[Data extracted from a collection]
PR #23554, opened 2022-01-17
dmonitoringd: make real-time process

pd0wm:
driverState is frequency checked by controlsd. We have to either make it real-time or relax the timing.

### DIFF
--- a/selfdrive/monitoring/dmonitoringd.py
+++ b/selfdrive/monitoring/dmonitoringd.py
@@ -1,13 +1,19 @@
 #!/usr/bin/env python3
+import gc
+
+import cereal.messaging as messaging
 from cereal import car
 from common.params import Params
-import cereal.messaging as messaging
+from common.realtime import set_realtime_priority
 from selfdrive.controls.lib.events import Events
-from selfdrive.monitoring.driver_monitor import DriverStatus
 from selfdrive.locationd.calibrationd import Calibration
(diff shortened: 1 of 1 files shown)


selfdrive/monitoring/dmonitoringd.py
```diff
@@ -1,13 +1,19 @@
...
+from common.realtime import set_realtime_priority
 from selfdrive.controls.lib.events import Events
-from selfdrive.monitoring.driver_monitor import DriverStatus
 from selfdrive.locationd.calibrationd import Calibration
+from selfdrive.monitoring.driver_monitor import DriverStatus
 
 
 def dmonitoringd_thread(sm=None, pm=None):
+  gc.disable()
+  set_realtime_priority(5)
```
adeebshihadeh, line 15: why so high?

pd0wm: Copied from pramsd, since that was our other soft-realtime process. Controls is around 50. Feel free to change to something more appropriate.

adeebshihadeh, line 15:
```suggestion
  set_realtime_priority(2)
```

adeebshihadeh: made it 2, so it's one higher than rtshield. I'll paramsd to match too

▶ Try it
The answer consists of every entry, returned exactly.

▶ Solution
PR #23554, opened 2022-01-17
dmonitoringd: make real-time process

pd0wm:
driverState is frequency checked by controlsd. We have to either make it real-time or relax the timing.

### DIFF
--- a/selfdrive/monitoring/dmonitoringd.py
+++ b/selfdrive/monitoring/dmonitoringd.py
@@ -1,13 +1,19 @@
 #!/usr/bin/env python3
+import gc
+
+import cereal.messaging as messaging
 from cereal import car
 from common.params import Params
-import cereal.messaging as messaging
+from common.realtime import set_realtime_priority
 from selfdrive.controls.lib.events import Events
-from selfdrive.monitoring.driver_monitor import DriverStatus
 from selfdrive.locationd.calibrationd import Calibration
(diff shortened: 1 of 1 files shown)


selfdrive/monitoring/dmonitoringd.py
```diff
@@ -1,13 +1,19 @@
...
+from common.realtime import set_realtime_priority
 from selfdrive.controls.lib.events import Events
-from selfdrive.monitoring.driver_monitor import DriverStatus
 from selfdrive.locationd.calibrationd import Calibration
+from selfdrive.monitoring.driver_monitor import DriverStatus
 
 
 def dmonitoringd_thread(sm=None, pm=None):
+  gc.disable()
+  set_realtime_priority(5)
```
adeebshihadeh, line 15: why so high?

pd0wm: Copied from pramsd, since that was our other soft-realtime process. Controls is around 50. Feel free to change to something more appropriate.

adeebshihadeh, line 15:
```suggestion
  set_realtime_priority(2)
```

adeebshihadeh: made it 2, so it's one higher than rtshield. I'll paramsd to match too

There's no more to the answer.